Trial lawyers are agents, and their claims are only as valid as those they represent. They argue, of course, that they are champions of malpractice victims. As Anthony Tarricone, president of the trial lawyers association (called the American Association of Justice) put it: “Trial attorneys see first-hand the effects medical errors have on patients and their families. We should keep those injured people in mind as the debate moves forward.” But under the current system, 54 cents of the malpractice dollar goes to lawyers and administrative costs, according to a 2006 study in the New England Journal of Medicine. And because the legal process is so expensive, most injured patients without large claims can’t even get a lawyer. “It would be hard to design a more inefficient compensation system,” says Michelle Mello, a professor of law and public health at Harvard, “or one which skewed incentives more away from candor and good practices.”
Trial lawyers also suggest they alone are the bulwark against ineffective care, citing a 1999 study by the Institute of Medicine that “over 98,000 people are killed every year by preventable medical errors.” But the same study found that distrust of the justice system contributes to these errors by chilling interaction between doctors and patients. Trials lawyers haven’t reduced the errors. They’ve caused the fear.
An effective justice system must reliably distinguish between good care and bad care. But trial lawyers trade on the unreliability of justice. It doesn’t matter much whether the doctor did anything wrong—a lawyer can always come up with a theory of what might have been done differently. What matters most is the extent of the tragedy and that a case holds potential for pulling on a jury’s heartstrings.

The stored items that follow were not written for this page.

PR #10967, opened 2018-02-21
fix: trigger opened.zf.offcanvas at the end to prevent race conditions

DanielRuf:
This prevents a race condition and triggers the event after all other things are done.

### DIFF
--- a/js/foundation.offcanvas.js
+++ b/js/foundation.offcanvas.js
@@ -280,6 +280,7 @@ class OffCanvas extends Plugin {
    * @param {Object} event - Event object passed from listener.
    * @param {jQuery} trigger - element that triggered the off-canvas to open.
    * @fires OffCanvas#opened
+   * @todo also trigger 'open' event?
    */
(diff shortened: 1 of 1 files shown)


js/foundation.offcanvas.js
```diff
@@ -280,6 +280,7 @@ class OffCanvas extends Plugin {
    * @param {Object} event - Event object passed from listener.
    * @param {jQuery} trigger - element that triggered the off-canvas to open.
    * @fires OffCanvas#opened
+   * @todo also trigger 'open' event?
```
ncoden: Part of https://github.com/zurb/foundation-sites/pull/10949

ncoden (approved):
👍  Thanks

js/foundation.offcanvas.js
DanielRuf: Right. It's a todo annotation so we don't forget to revisit this (I hope so). =)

Former Sen. John Edwards, for example, made a fortune bringing 16 cases against hospitals for babies born with cerebral palsy. Each of those tragic cases was worth millions in settlement. But according to a 2006 study at the National Institutes of Health, in nine out of 10 cases of cerebral palsy nothing done by a doctor could have caused the condition.

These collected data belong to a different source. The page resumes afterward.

PR #10969, opened 2018-02-21
Fix Off-canvas In-canvas feature

### LINKED ISSUE #10585: off-canvas in-canvas: on resize move from off-canvas to in-canvas without adding class .is-closed

1. Step one: go to http://foundation.zurb.com/sites/docs/off-canvas.html, section In-Canvas to Off-Canvas

2. Step two: look at classes for the item that has 
class="off-canvas in-canvas-for-large position-right is-transition-overlap is-closed"

3. Step three: resize viewport to trigger the off-canvas button, open this off-canvas element with button so it looks like in code: 
class="off-canvas in-canvas-for-large position-right is-transition-overlap is-open"

4. Step four: resize the viewport with still open off-canvas menu window to large again, css code should now read:
class="off-canvas in-canvas-for-large position-right is-transition-overlap is-closed"
instead it reads:
class="off-canvas in-canvas-for-large position-right is-transition-overlap is-open"
while the in-canvas-for-large is already in effect, effectively breaking anything that relies on proper is-open/ is-closed state

#### What should happen:
on viewport resize it has to recalculate if it is still off-canvas open or closed

#### What happened instead:
see above

chrome; IOS; 

6.4.3

Main problem I see here that on viewdirection (rotate) change on mobile it breaks layouts;

SassNinja:
Fixes https://github.com/zurb/foundation-sites/issues/10585

To sum up the problem:
Most of the In-canvas feature is done via CSS only. But when opening the Off-canvas on e.g. small viewport (as regular offcanvas) and then doing a window resize to large viewport where it becomes in-canvas, some issues occur (overlay still visible etc.)

This PR fixes this by adding an `inCanvasOn` option. 
To fix existing projects automatically (easy upgrading) I'm extracting the breakpoint name from the `.is-in-canvas-for-[BREAKPOINT]` class (if available) and use it as option if none set.

The docs have been updated accordingly with a callout.


ncoden:
I took a quick look at it in the subway and (obviously) did not understood everything. I'll take an other look tomorrow.

docs/pages/off-canvas.md
```diff
@@ -346,13 +346,17 @@ For an example of off-canvas, checkout this top bar with off-canvas navigation a
 
 ## In-Canvas to Off-Canvas
 
-With this feature you can have a standard page element move off-canvas at a particular breakpoint. Use the new class <code>.in-canvas-for-[BREAKPOINT]</code> for this. This differs from the <a href="#reveal-on-larger-screens">Reveal on Larger Screens</a> feature it doesn't actually open the off-canvas for specific screen sizes but overrides the off-canvas styles so it behaves as a regular page element. This way you can place an element anywhere on the page and move it into off-canvas for e.g. small screens.
+With this feature you can have a standard page element move off-canvas at a particular breakpoint. Use the new class <code>.in-canvas-for-[BREAKPOINT]</code> and the <code>inCanvasOn</code> option for this. This differs from the <a href="#reveal-on-larger-screens">Reveal on Larger Screens</a> feature as it doesn't actually open the off-canvas for specific screen sizes but overrides the off-canvas styles so it behaves as a regular page element. This way you can place an element anywhere on the page and move it into off-canvas for e.g. small screens only.
```
ncoden: You can replace `Use _the new_ class...` btw. It's 10-months old and already in `v6.4.0`. Also, options are the standard and recommanded "way to go" to customize components, so I think you could put it first.

Something like:
> You can make a standard page element move off-canvas at a particular breakpoint with the `inCanvasOn` option (or the `.in-canvas-for-*` classname).

js/foundation.offcanvas.js
```diff
@@ -136,6 +137,20 @@ class OffCanvas extends Plugin {
...
 
+    let inCanvasFor = this.$element.attr('class').match(/\bin-canvas-for-(\w+)/);
+
+    if (!this.options.inCanvasOn && inCanvasFor && inCanvasFor.length === 2) {
+      // Extract breakpoint name from CSS class if no inCanvasOn option set but using .in-canvas-for-[BREAKPOINT]
+      this.options.inCanvasOn = inCanvasFor[1];
+    } else if (this.options.inCanvasOn && !inCanvasFor) {
+      // Add CSS class if only inCanvasOn option set
+      this.$element.addClass(`in-canvas-for-${this.options.inCanvasOn}`);
+    }
```
ncoden: What if:
```html
<div data-off-canvas data-in-canvas-for="medium" class="off-canvas in-canvas-for-large">
```

With that case, the breakpoint is considered as "medium" in Js but "large" in CSS. Here how I see things to ensure a consistent behavior:
* Classname is a (backward-compatible) way to set the option.
* The option also require require the class to be set to work properly.

And about priorities: component class (less common = more specific = prioritized) > component options > default options.

So according to me, the check should be the following (pseudo-code):
```js
// Set the `inCanvasOn` option if a class is found
if (inCanvasSplit.length === 2) {
  this.options.inCanvasOn = inCanvasSplit[1]
}

// Ensure the required class is set
if (this.options.inCanvasOn) {
  this.$element.addClass(`in-canvas-for-$(this.options.inCanvasOn}`);
}
```

js/foundation.offcanvas.js
```diff
@@ -136,6 +137,20 @@ class OffCanvas extends Plugin {
...
+
+    if (this.options.inCanvasOn) {
+      this.isInCanvas = MediaQuery.atLeast(this.options.inCanvasOn);
+    }
```
ncoden: Duplicated with `:178`. You can move this to its own function like `_reflowBreakpoint`.

js/foundation.offcanvas.js
```diff
@@ -157,6 +172,18 @@ class OffCanvas extends Plugin {
...
     }
+
+    if (this.options.inCanvasOn) {
+      $(window).on('changed.zf.mediaquery', () => {
+        if(MediaQuery.atLeast(this.options.inCanvasOn)) {
+          this.close();
+          this.isInCanvas = true;
+        } else {
+          this.isInCanvas = false;
+        }
```
ncoden: Basically:
```js
if (true) {
  true;
} else {
  false;
}
```
Can be factorized ;)

js/foundation.offcanvas.js
```diff
@@ -282,7 +309,7 @@ class OffCanvas extends Plugin {
    * @fires OffCanvas#opened
    */
   open(event, trigger) {
-    if (this.$element.hasClass('is-open') || this.isRevealed) { return; }
+    if (this.$element.hasClass('is-open') || this.isRevealed || this.isInCanvas) { return; }
```
ncoden: hmm Why do we rely on `isInCanvas` or responsive classes instead of calling `.open()` and relying on `.is-open`

ncoden (changes requested):
I finally had the time to review it ;)

SassNinja:
Thank @ncoden for the review and sorry for the late response: have been really busy at work...

I've adjusted the code now according to your feedback.
I really like to priority order you suggested and have implemented it this way:
CSS class > option > default
Besides I've adjusted the docs accordingly and prevented duplicate code by using a `_checkInCanvas()` method.

But regarding your question abt my changes in the `open()` method I haven't understood you.
My intention was to prevent any open action if inCanvas is currently true. So I'm just triggering a return in such a case.
Do you have another solution in mind?

docs/pages/off-canvas.md
SassNinja: Yup the 'new' is definitely not up-to-date anymore – I've adjusted the text. 
I've removed the usage of the `.in-canvas-for-[BREAKPOINT]` class from the text/example and mention it only in a callout anymore because usually only the  JS option should be used.

js/foundation.offcanvas.js
SassNinja: Right, code should be DRY. I've now moved the code into a new function called `_checkInCanvas` because this is most clear imo.

js/foundation.offcanvas.js
SassNinja: Yup didn't notice this while writing it. It's refactored in `_checkInCanvas` now.

js/foundation.offcanvas.js
ncoden: I had some trouble to understand the role of `isInCanvas` here, so 3 weeks later it's even worst :D. I'll try to take a fresh look at this tomorrow.

ncoden:
@SassNinja Could you resolve conflicts ? (merge dev)

SassNinja:
ok, I've merged `develop` into the in-canvas feature branch now

js/foundation.offcanvas.js
SassNinja: @ncoden have you been able to take a look at this last requested change?
Would like to see this PR merged for 6.5.0 :-)

ncoden:
Ok I understand how incanvas works now. So to make the element going "in-canvas" we have `off-canvas.in-canvas-for-#{$name}` that take care of everything. But this is CSS-only so when opening the off-canvas and going back to in-canvas, the state of the Js offCanvas component doesn't change (and the overlay is still visible).

I think we could go further, making the whole inCanvas state controlled in Js (instead of having both CSS and Js media query). Instead of duplicating the `@mixin in-canvas` code across breakpoint, we would have a `.is-in-canvas` modifier added and removed by the Js, like `.is-open`. Also, we do not _close_ the offCanvas when going "in canvas" but _hide it_, so when going back to offCanvas the offCanvas stay open.

@SassNinja What do you think ? Just an idea, this does not have be in this PR.

SassNinja:
Right @ncoden that's exactly how the incanvas is supposed to work!

I like your idea to reduce the code and thought about it.
But I think moving the breakpoint logic from CSS to JS will also cause FOUC.
The incanvas feature is supposed to 'tranform' an off-canvas elem into regular page content and if this styling is dependent on JS there will be delay until the content appears.

So I think it's best way here to not move the breakpoint logic into JS and leave as it is.

ncoden:
>  But I think moving the breakpoint logic from CSS to JS will also cause FOUC.

You're right. I'll try to think of an other solution. If I got nothing before Friday I'll merge it.

SassNinja:
@ncoden regarding you haven't posted an other solution I assume it's good to merge? :-)

ncoden:
@SassNinja Friday is not finished yet ;)

ncoden (approved):
👍 Ok, LGTM as I found nothing better. Thank you @SassNinja ;)

ncoden:
Delaying this to `v6.6.0` because this add a new feature.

Unreliable justice is like pouring acid over the culture of health care. One in 10 obstetricians have stopped delivering babies, unable to pay malpractice premiums on the order of $1,000 per baby, according to the American College of Obstetricians and Gynecologists (ACOG). Some hospitals, including Methodist Hospital and Chestnut Hill Hospital in Philadelphia, have stopped delivering babies altogether; and the number of unnecessary caesarian sections have increased to the detriment of the health of mothers, according to the ACOG.
Trial lawyers scoff at the idea of special health courts. “First you have a court for doctors,” a spokesperson for the trial lawyers, Linda Lipsen, recently said, “and then what? A court for plumbers?” But America has a long tradition of special courts for situations where expertise and consistency are important—bankruptcy courts, tax courts, workers compensation tribunals, vaccine liability tribunals, Social Security tribunals, and many more.

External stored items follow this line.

PR #10977, opened 2018-02-22
Fix broken link to XY grid

NeonArray:
There was a forward slash in the path which was causing a 404.


ncoden (approved):
👍 Thank you @ocularrhythm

Trial lawyers often claim that any alternative to the current medical malpractice justice system, such as specialized health courts, will only make it more difficult for injured patients to seek justice. But that’s why you start with a pilot project. If these courts are unfair they will be rejected. But if they succeed—that is, are fairer to patients and doctors—they could provide a solid foundation for rebuilding an effective, less costly health-care system than we have today.